Exercise -
For the entries below, state how many lines contain the string "give". Add nothing else.

Exercise materials section start

Issue #1311, opened 2025-05-13
On Android, process all updates from actions from an event before the next frame (Choreographer.doFrame)


steve-the-edwards:
We use an inner loop for `CONFLATE_STALE_RENDERINGS` and `DRAIN_EXCLUSIVE_ACTIONS` ([here](https://github.com/square/workflow-kotlin/pull/1269)) to apply multiple actions in one render pass (or in the case of CSR, in one 'UI update').

When the runtime is executed on the `Main.immediate` dispatcher, we handle one side effect of a worker update, and then render and try to process actions _before_ the other workers (and their side effects underneath) have been able to be dispatched in order to send the other actions that need processing to the action sink.

This means that the optimizations like `CONFLATE_STALE_RENDERINGS` are much less effective with the `Main.immediate` dispatcher as we are not able to populate the actions that need processing as fast as we can process them.

We need to fix that! We have enshrined that desire in a currently ignored android test that uses the `Main.immediate` dispatcher.

steve-the-edwards:
The reason we could not use `yield()` in the middle of a runtime loop update is we want to keep the semantics of "1 main thread message for 1 workflow update." 

This does not meant that we can't `yield()` _before_ processing the first action after resuming and knowing that it is ready.

See #1344

steve-the-edwards:
> Which would take us out of the tick of the click event, wouldn't it? 

Yes this is a great point. I need to _only_ do this for Workers and/or possibly side effects if we give them a special action type.

rjrjr:
> and/or possibly side effects if we give them a special action type

If you were able to pull that off I think it might cover workers as well. But pragmatically, almost no one is posting actions from side effects.

steve-the-edwards:
The update here is that the important part is not when or if we use `yield()`. The important part is the following:

1. We should process _all_ updates in response to an event before the next 'frame'. E.g., on Android, this would be before the next `Choreographer.doFrame()`

That ^ is the guarantee we want to satisfy.

PR #1312, opened 2025-05-13
#1311: Start side effects `DEFAULT` instead of `LAZY`.

steve-the-edwards:
See #1311 for more information on the problem.

The first commit is a red test that will test that behaviour on Android with the `Main.immediate` dispatcher.

The second commit makes that test green!! 

It does so by launching side effects with `DEFAULT` instead of `LAZY`. That means that with an eager dispatcher like `Main.immediate` your workers and side effects will be eagerly entered as they are created during `render`. We want to maintain the distinction that we cannot send to the sink _in render()_ but we need to be able to do so in a worker/side effect. So we freeze the `RenderContext` whenever we dispatch the coroutine for that side effect (and then unfreeze it as necessary when that is complete) using a `ContinuationInterceptor`.

Note that this is a pretty significant change to the contract for workers/side effects; we've explored this before without making any significant changes, preferring instead to provide the `CoroutineScope` of the Workflow with a `SessionWorkflow` ( https://github.com/square/workflow-kotlin/pull/1102, https://github.com/square/workflow-kotlin/issues/1093 ).

In this instance our motivation is to enable further optimization and it is a pretty good motivation!

We will want to reflect on ramifications of this semantics change.

### DIFF
--- a/settings.gradle.kts
+++ b/settings.gradle.kts
@@ -64,6 +64,7 @@ include(
   ":workflow-config:config-jvm",
   ":workflow-core",
   ":workflow-runtime",
+  ":workflow-runtime-android",
   ":workflow-rx2",
   ":workflow-testing",
   ":workflow-tracing",
--- a/workflow-runtime-android/README.md
+++ b/workflow-runtime-android/README.md
@@ -1,0 +1,4 @@
+# Module Workflow Runtime Android
+
+This module is an Android library that is used to test the Workflow Runtime with Android specific
+coroutine dispatchers. These are headless android-tests that run on device without UI.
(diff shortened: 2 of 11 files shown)


steve-the-edwards:
- [ ]  I need to use a delegating `ContinuationInterceptor` so that we still use whatever dispatcher is in the context - just adding the layer of freeze/unfreeze. E.g., see https://github.com/Kotlin/kotlinx.coroutines/issues/2478

steve-the-edwards:
Not needed. see https://github.com/square/workflow-kotlin/pull/1353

Exercise materials section end

Answer box -
2